▶ **Assigned task**
Report each line of the entries that contains the word "abikouo", copied in full.

▶ **Supplied information**
PR #240, opened 2022-11-02
DNM - Python3

goneri:
Depends-On: https://github.com/mattclay/aws-terminator/pull/239


aws/terminator.yml
```diff
@@ -52,34 +52,34 @@
       pip:
         requirements: "{{ playbook_dir }}/requirements.txt"
         virtualenv: "{{ packaging_dir }}/terminator-requirements/python"
-        virtualenv_python: python3.7
+        virtualenv_python: python3.9
```
abikouo, line 55: we should rather define this in a dedicated to simplify code updates, I have done it in another PR

abikouo (approved):

aws/terminator.yml
goneri: Oh sorry for the confusion, this PR is not ready for review. It's a series of commits that I want to submit in independent PR.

▶ **Result**
abikouo, line 55: we should rather define this in a dedicated to simplify code updates, I have done it in another PR
abikouo (approved):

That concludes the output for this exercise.